PR #595, opened 2023-07-21
Fix missing vote files + misc cleanup

harryttd:
- Fixes bash script that checks for vote files for bakers. Script had bug if the files it expected didn't exist.
- Fixes missing vote files for accounts that will be created automatically via `should_generate_unsafe_deterministic_data`.
- closes https://github.com/oxheadalpha/tezos-k8s/issues/284
- Does a little cleanup in values.yaml so published docs on tezos-k8s.xyz has more markdown formatting.

PR #596, opened 2023-07-25
update pyyaml to 6.0.1

orcutt989:
Fixes broken pyyaml arm64 build in our CI.

### DIFF
--- a/rpc-auth/requirements.txt
+++ b/rpc-auth/requirements.txt
@@ -22,7 +22,7 @@ pysodium==0.7.5
 pytezos==2.5.11
 python-dateutil==2.8.1
 pytzdata==2020.1
-PyYAML==5.4
+PyYAML==6.0.1
 redis==3.5.3
 requests==2.26.0
 secp256k1==0.13.2


nicolasochem (approved):
thanks

harryttd (commented):
i'm not sure this should be merged yet. It is a major version update of a package which seems to be a dep of another. If the code hasn't been updated we don't know what will happen.

orcutt989:
> Please see my comment here: [#595 (comment)](https://github.com/oxheadalpha/tezos-k8s/pull/595#issuecomment-1648728333) I believe we should wait for the maintainers to fix.

Thanks @harryttd. Yes I looked at the PR and I wasn't able to understand the issue. It seems as if the arm64 build randomly stopped working for PyYAML 5.4. Could you elaborate on how the PR could be related?

harryttd:
Yeah.. as the days go on they don't seem to want to fix this for older versions https://github.com/yaml/pyyaml/pull/731

Did you test the code to make sure it still works with the major release version?

nicolasochem:
> Did you test the code to make sure it still works with the major release version?

We are not doing anything fancy with pyyaml so I'll assume it can still parse our yaml fine.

### EXERCISE DETAILS
Count every line of the material above that holds the string "this", then state only the total.

### TASK ANSWER
2